🤖 AI Summary
This work identifies a novel software supply chain threat wherein large language model–driven coding agents can be induced to introduce malicious dependencies through tampering with persisted skill files. The paper proposes “Dependency Steering,” an attack paradigm that performs semantic edits at the skill level to steer agents toward generating import statements for specific malicious packages during routine tasks—without altering model weights, training data, or user prompts. By leveraging skill optimization algorithms to identify minimal, function-preserving modifications that increase the likelihood of target package generation, the method achieves high rates of targeted hallucination across multiple mainstream code-generation models and benchmarks. It demonstrates strong cross-model and cross-task transferability and evades detection by current skill scanners and LLM auditing tools.
📝 Abstract
LLM-powered coding agents increasingly make software supply chain decisions. They generate imports, recommend packages, and write installation commands. Prior work showed that these systems can hallucinate non-existent package names, which attackers may register as malicious packages. In this paper, we show that this risk is not only a passive model failure. It can be actively induced through the persistent Skill artifact. We introduce Dependency Steering, an attack paradigm in which a malicious Skill biases a coding agent toward an attacker-controlled package during benign coding tasks. The attack does not require modifying model weights, training data, or user prompts.

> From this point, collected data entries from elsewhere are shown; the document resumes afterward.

PR #42528, opened 2015-08-06
Bumped dependency-check to 1.3.0

colezlaw:
This bumps the dependency-check formula to 1.3.0.

### DIFF
--- a/Library/Formula/dependency-check.rb
+++ b/Library/Formula/dependency-check.rb
@@ -1,9 +1,9 @@
 class DependencyCheck < Formula
   desc "OWASP Dependency Check"
   homepage "https://www.owasp.org/index.php/OWASP_Dependency_Check"
-  url "https://dl.bintray.com/jeremy-long/owasp/dependency-check-1.2.11-release.zip"
-  version "1.2.11"
-  sha256 "1a622a1c79a7bff88950fa42294d634a8155958960d656d9d796785f056d88b2"
+  url "https://dl.bintray.com/jeremy-long/owasp/dependency-check-1.3.0-release.zip"
+  version "1.3.0"
+  sha256 "075f48aca75000a51c1741a612f3732517c1bb4c779103656f6a403c82a93b71"
 
   depends_on :java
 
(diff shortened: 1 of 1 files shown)


Library/Formula/dependency-check.rb
```diff
@@ -25,6 +25,10 @@ def install
     (etc/"dependencycheck").mkpath
     corejar = libexec/"repo/org/owasp/dependency-check-core/#{version}/"\
       "dependency-check-core-#{version}.jar"
+    if File.exist? etc/"dependencycheck/dependencycheck.properties"
```
DomT4: Does upstream actually overwrite the configuration files if one already exists? That's fairly unusual behaviour.

colezlaw: The overwrite happens on the following line. The default configuration is a properties file in the JAR - the installer extracts it as a matter of convenience so that the user has a place to modify the configuration that's picked up by default. We unzip that file out on the following line - in the bump from 1.2.11 to 1.3.0, new properties were added, so I want to make sure we get the new options.

mikemcquaid: Please use `etc.install` which handles the modified case and overwriting automatically, thanks.

Library/Formula/dependency-check.rb
```diff
@@ -32,7 +36,7 @@ def install
 
   test do
     output = `#{libexec}/bin/dependency-check --version`.strip
-    assert_equal("Dependency-Check Core version 1.2.11", output)
+    assert_equal("Dependency-Check Core version 1.3.0", output)
```
mikemcquaid: Use `version` in here instead of hard-coding.

mikemcquaid: OR just `assert_match("Dependency-Check Core version ", output)`

colezlaw:
Using `install_symlink` to go the other direction now (unzip to `libexec` then link into `etc`). This also removes the hard-coding of the version number in the test.

Library/Formula/dependency-check.rb
```diff
@@ -26,13 +26,14 @@ def install
...
-    libexec.install_symlink etc/"dependencycheck" => "etc"
+      libexec/"etc"
+    etc.install_symlink libexec/"etc/dependencycheck.properties" => \
+      "dependencycheck/dependencycheck.properties"
   end
 
   test do
     output = `#{libexec}/bin/dependency-check --version`.strip
-    assert_equal("Dependency-Check Core version 1.2.11", output)
+    assert_match("Dependency-Check Core version ", output)
```
dunn: Could do `assert_match("Dependency-Check Core version #{version}", output)`

colezlaw: Yeah - was going to do that, but it was suggested by @mikemcquaid that I leave the version out altogether. Will put it in.

mikemcquaid:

To construct realistic attacks, we design a Skill-level optimization method that searches for localized semantic edits that preserve the apparent purpose of the original Skill while increasing targeted package generation. Across multiple coding-oriented LLMs and programming benchmarks, Dependency Steering achieves high targeted hallucination rates, transfers across models and task domains, and remains difficult for evaluated Skill scanners and LLM-based auditors to detect. Our results show that persistent agent instructions form an underexplored software supply chain attack surface.